WORK REQUIRED:
Lines with "sizing" in the entries below: count them and reply with the number alone.

○ ○ ○

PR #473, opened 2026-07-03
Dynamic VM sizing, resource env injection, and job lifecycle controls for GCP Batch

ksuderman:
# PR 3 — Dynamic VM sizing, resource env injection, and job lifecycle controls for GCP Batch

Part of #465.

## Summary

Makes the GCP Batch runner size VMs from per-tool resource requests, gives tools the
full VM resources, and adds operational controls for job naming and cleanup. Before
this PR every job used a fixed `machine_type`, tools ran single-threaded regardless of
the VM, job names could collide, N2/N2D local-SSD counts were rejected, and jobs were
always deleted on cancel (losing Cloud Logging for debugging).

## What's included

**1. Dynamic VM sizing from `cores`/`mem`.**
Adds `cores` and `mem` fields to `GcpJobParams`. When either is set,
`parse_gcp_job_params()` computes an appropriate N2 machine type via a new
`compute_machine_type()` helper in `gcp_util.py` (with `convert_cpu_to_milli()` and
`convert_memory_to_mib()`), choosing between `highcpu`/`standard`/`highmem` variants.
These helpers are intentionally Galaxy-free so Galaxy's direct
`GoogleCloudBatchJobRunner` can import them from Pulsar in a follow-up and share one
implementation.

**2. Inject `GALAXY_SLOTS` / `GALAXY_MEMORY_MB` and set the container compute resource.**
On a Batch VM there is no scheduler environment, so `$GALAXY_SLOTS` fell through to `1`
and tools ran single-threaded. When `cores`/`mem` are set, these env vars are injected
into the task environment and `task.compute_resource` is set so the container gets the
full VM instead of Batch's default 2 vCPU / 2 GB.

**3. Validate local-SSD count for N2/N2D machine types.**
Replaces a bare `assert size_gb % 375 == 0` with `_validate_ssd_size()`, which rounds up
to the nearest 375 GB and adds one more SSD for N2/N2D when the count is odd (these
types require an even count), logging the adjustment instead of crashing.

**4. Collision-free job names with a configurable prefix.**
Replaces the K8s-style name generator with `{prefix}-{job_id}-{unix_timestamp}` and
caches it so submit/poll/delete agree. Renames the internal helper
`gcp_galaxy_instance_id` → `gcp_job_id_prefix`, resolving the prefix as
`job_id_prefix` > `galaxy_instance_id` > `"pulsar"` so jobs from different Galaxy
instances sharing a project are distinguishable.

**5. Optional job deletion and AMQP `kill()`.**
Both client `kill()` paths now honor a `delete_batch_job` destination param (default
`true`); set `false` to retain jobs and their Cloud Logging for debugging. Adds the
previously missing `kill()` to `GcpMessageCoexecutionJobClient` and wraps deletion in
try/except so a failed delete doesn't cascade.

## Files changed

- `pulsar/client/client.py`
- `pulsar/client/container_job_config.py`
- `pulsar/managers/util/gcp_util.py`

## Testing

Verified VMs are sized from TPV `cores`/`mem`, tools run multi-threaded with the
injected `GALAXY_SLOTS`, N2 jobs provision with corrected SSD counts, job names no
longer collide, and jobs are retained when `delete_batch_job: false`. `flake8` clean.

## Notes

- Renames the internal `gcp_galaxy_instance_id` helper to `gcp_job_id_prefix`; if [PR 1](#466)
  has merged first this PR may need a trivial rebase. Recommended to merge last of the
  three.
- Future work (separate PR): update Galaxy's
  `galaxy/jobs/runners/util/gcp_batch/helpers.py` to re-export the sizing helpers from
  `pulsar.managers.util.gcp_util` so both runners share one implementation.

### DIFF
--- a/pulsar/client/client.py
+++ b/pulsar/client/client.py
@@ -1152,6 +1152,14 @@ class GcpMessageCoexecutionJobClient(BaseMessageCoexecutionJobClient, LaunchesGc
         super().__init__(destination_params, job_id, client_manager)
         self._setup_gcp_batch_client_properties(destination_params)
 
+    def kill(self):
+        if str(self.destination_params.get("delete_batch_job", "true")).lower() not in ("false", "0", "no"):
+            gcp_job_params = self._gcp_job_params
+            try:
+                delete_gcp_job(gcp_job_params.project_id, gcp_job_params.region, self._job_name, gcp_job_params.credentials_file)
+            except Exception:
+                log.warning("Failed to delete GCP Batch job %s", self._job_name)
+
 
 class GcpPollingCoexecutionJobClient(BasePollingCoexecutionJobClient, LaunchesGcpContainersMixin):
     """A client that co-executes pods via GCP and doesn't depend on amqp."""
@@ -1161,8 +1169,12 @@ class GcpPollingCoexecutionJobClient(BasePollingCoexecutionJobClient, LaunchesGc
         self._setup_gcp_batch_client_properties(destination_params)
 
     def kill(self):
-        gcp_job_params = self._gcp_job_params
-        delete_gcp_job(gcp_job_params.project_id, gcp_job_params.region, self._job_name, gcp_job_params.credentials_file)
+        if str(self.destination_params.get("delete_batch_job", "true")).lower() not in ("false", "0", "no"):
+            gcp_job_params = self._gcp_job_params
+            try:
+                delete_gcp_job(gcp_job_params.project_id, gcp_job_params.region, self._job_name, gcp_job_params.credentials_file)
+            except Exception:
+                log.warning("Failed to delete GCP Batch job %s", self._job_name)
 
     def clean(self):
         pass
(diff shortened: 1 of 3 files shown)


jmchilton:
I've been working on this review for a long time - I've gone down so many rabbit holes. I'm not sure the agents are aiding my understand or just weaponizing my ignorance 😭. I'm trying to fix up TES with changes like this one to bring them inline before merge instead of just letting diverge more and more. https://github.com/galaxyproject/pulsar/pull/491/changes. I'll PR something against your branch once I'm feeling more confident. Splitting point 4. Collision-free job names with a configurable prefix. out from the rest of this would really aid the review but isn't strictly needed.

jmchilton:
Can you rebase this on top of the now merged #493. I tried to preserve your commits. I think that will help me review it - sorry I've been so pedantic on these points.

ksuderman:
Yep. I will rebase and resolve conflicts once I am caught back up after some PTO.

○ ○ ○

OUTPUT OF THE EXERCISE:
4